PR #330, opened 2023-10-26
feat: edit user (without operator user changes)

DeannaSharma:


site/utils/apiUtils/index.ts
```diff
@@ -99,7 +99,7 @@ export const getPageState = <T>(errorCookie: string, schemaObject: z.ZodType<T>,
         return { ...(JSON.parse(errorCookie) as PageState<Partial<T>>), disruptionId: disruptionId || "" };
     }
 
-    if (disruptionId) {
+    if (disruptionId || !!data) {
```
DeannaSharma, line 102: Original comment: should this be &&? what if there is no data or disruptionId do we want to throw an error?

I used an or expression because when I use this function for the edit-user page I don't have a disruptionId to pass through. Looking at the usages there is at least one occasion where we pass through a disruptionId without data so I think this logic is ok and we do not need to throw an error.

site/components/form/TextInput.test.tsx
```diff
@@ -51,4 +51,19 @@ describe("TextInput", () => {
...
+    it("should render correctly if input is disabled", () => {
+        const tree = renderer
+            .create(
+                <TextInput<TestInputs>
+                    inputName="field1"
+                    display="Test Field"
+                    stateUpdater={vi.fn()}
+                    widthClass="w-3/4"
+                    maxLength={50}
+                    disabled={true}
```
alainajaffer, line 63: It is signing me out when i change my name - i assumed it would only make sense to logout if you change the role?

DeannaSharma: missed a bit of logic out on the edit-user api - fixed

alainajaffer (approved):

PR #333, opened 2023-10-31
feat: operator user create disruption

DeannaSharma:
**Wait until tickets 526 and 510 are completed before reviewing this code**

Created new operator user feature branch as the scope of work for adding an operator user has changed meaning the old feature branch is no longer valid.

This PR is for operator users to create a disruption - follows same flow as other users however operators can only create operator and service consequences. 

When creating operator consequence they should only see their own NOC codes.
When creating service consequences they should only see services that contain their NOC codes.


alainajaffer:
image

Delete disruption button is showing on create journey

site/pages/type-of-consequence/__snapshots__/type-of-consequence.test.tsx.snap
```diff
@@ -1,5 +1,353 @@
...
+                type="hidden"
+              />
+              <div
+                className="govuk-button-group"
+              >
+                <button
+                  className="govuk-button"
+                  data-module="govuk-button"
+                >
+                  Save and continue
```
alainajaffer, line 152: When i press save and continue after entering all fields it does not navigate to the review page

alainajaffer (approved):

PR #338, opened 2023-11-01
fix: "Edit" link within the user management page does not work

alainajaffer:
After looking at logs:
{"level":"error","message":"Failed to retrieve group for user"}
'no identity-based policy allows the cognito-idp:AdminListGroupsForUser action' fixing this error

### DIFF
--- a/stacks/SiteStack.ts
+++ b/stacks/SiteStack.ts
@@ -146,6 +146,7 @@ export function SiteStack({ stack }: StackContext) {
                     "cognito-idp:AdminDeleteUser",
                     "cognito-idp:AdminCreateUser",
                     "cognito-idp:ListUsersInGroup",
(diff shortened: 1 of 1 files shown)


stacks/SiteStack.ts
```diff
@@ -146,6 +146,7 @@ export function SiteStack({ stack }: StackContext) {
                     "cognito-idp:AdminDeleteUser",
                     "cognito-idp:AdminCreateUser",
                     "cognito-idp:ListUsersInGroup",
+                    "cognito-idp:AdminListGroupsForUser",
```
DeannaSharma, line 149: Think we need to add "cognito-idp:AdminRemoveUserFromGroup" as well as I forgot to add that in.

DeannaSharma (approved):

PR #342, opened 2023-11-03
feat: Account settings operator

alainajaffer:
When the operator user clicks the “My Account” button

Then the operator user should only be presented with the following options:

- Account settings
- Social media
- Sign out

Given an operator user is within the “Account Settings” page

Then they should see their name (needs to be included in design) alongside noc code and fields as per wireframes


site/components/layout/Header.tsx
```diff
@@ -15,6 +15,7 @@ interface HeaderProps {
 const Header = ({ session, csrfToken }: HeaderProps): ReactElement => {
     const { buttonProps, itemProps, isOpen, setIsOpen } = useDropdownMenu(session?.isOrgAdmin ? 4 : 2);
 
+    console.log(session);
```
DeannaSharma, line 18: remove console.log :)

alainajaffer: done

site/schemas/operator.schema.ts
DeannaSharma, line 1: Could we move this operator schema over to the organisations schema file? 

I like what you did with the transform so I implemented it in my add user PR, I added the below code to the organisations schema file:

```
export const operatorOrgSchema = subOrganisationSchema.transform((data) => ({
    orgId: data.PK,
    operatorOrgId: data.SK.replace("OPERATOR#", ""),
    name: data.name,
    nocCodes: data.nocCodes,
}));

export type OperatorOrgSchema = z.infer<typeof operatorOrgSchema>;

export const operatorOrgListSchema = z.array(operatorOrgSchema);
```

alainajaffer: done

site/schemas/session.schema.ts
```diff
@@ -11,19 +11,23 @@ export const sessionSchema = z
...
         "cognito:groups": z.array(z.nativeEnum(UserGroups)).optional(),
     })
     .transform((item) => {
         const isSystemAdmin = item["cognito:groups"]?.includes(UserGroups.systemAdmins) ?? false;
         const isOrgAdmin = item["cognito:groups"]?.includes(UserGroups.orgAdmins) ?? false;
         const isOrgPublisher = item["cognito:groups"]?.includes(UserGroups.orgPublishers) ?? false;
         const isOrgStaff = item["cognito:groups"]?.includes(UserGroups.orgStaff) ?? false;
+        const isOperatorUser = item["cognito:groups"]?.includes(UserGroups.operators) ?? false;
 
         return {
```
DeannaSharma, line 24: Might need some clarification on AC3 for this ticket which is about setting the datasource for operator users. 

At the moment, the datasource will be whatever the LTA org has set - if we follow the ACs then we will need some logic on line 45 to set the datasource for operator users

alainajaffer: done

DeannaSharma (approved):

-- -- --

__TASK INSTRUCTIONS__. Return all the data above once more, precisely as given.

__ANSWER SPACE__.
PR #330, opened 2023-10-26
feat: edit user (without operator user changes)

DeannaSharma:


site/utils/apiUtils/index.ts
```diff
@@ -99,7 +99,7 @@ export const getPageState = <T>(errorCookie: string, schemaObject: z.ZodType<T>,
         return { ...(JSON.parse(errorCookie) as PageState<Partial<T>>), disruptionId: disruptionId || "" };
     }
 
-    if (disruptionId) {
+    if (disruptionId || !!data) {
```
DeannaSharma, line 102: Original comment: should this be &&? what if there is no data or disruptionId do we want to throw an error?

I used an or expression because when I use this function for the edit-user page I don't have a disruptionId to pass through. Looking at the usages there is at least one occasion where we pass through a disruptionId without data so I think this logic is ok and we do not need to throw an error.

site/components/form/TextInput.test.tsx
```diff
@@ -51,4 +51,19 @@ describe("TextInput", () => {
...
+    it("should render correctly if input is disabled", () => {
+        const tree = renderer
+            .create(
+                <TextInput<TestInputs>
+                    inputName="field1"
+                    display="Test Field"
+                    stateUpdater={vi.fn()}
+                    widthClass="w-3/4"
+                    maxLength={50}
+                    disabled={true}
```
alainajaffer, line 63: It is signing me out when i change my name - i assumed it would only make sense to logout if you change the role?

DeannaSharma: missed a bit of logic out on the edit-user api - fixed

alainajaffer (approved):

PR #333, opened 2023-10-31
feat: operator user create disruption

DeannaSharma:
**Wait until tickets 526 and 510 are completed before reviewing this code**

Created new operator user feature branch as the scope of work for adding an operator user has changed meaning the old feature branch is no longer valid.

This PR is for operator users to create a disruption - follows same flow as other users however operators can only create operator and service consequences. 

When creating operator consequence they should only see their own NOC codes.
When creating service consequences they should only see services that contain their NOC codes.


alainajaffer:
image

Delete disruption button is showing on create journey

site/pages/type-of-consequence/__snapshots__/type-of-consequence.test.tsx.snap
```diff
@@ -1,5 +1,353 @@
...
+                type="hidden"
+              />
+              <div
+                className="govuk-button-group"
+              >
+                <button
+                  className="govuk-button"
+                  data-module="govuk-button"
+                >
+                  Save and continue
```
alainajaffer, line 152: When i press save and continue after entering all fields it does not navigate to the review page

alainajaffer (approved):

PR #338, opened 2023-11-01
fix: "Edit" link within the user management page does not work

alainajaffer:
After looking at logs:
{"level":"error","message":"Failed to retrieve group for user"}
'no identity-based policy allows the cognito-idp:AdminListGroupsForUser action' fixing this error

### DIFF
--- a/stacks/SiteStack.ts
+++ b/stacks/SiteStack.ts
@@ -146,6 +146,7 @@ export function SiteStack({ stack }: StackContext) {
                     "cognito-idp:AdminDeleteUser",
                     "cognito-idp:AdminCreateUser",
                     "cognito-idp:ListUsersInGroup",
(diff shortened: 1 of 1 files shown)


stacks/SiteStack.ts
```diff
@@ -146,6 +146,7 @@ export function SiteStack({ stack }: StackContext) {
                     "cognito-idp:AdminDeleteUser",
                     "cognito-idp:AdminCreateUser",
                     "cognito-idp:ListUsersInGroup",
+                    "cognito-idp:AdminListGroupsForUser",
```
DeannaSharma, line 149: Think we need to add "cognito-idp:AdminRemoveUserFromGroup" as well as I forgot to add that in.

DeannaSharma (approved):

PR #342, opened 2023-11-03
feat: Account settings operator

alainajaffer:
When the operator user clicks the “My Account” button

Then the operator user should only be presented with the following options:

- Account settings
- Social media
- Sign out

Given an operator user is within the “Account Settings” page

Then they should see their name (needs to be included in design) alongside noc code and fields as per wireframes


site/components/layout/Header.tsx
```diff
@@ -15,6 +15,7 @@ interface HeaderProps {
 const Header = ({ session, csrfToken }: HeaderProps): ReactElement => {
     const { buttonProps, itemProps, isOpen, setIsOpen } = useDropdownMenu(session?.isOrgAdmin ? 4 : 2);
 
+    console.log(session);
```
DeannaSharma, line 18: remove console.log :)

alainajaffer: done

site/schemas/operator.schema.ts
DeannaSharma, line 1: Could we move this operator schema over to the organisations schema file? 

I like what you did with the transform so I implemented it in my add user PR, I added the below code to the organisations schema file:

```
export const operatorOrgSchema = subOrganisationSchema.transform((data) => ({
    orgId: data.PK,
    operatorOrgId: data.SK.replace("OPERATOR#", ""),
    name: data.name,
    nocCodes: data.nocCodes,
}));

export type OperatorOrgSchema = z.infer<typeof operatorOrgSchema>;

export const operatorOrgListSchema = z.array(operatorOrgSchema);
```

alainajaffer: done

site/schemas/session.schema.ts
```diff
@@ -11,19 +11,23 @@ export const sessionSchema = z
...
         "cognito:groups": z.array(z.nativeEnum(UserGroups)).optional(),
     })
     .transform((item) => {
         const isSystemAdmin = item["cognito:groups"]?.includes(UserGroups.systemAdmins) ?? false;
         const isOrgAdmin = item["cognito:groups"]?.includes(UserGroups.orgAdmins) ?? false;
         const isOrgPublisher = item["cognito:groups"]?.includes(UserGroups.orgPublishers) ?? false;
         const isOrgStaff = item["cognito:groups"]?.includes(UserGroups.orgStaff) ?? false;
+        const isOperatorUser = item["cognito:groups"]?.includes(UserGroups.operators) ?? false;
 
         return {
```
DeannaSharma, line 24: Might need some clarification on AC3 for this ticket which is about setting the datasource for operator users. 

At the moment, the datasource will be whatever the LTA org has set - if we follow the ACs then we will need some logic on line 45 to set the datasource for operator users

alainajaffer: done

DeannaSharma (approved):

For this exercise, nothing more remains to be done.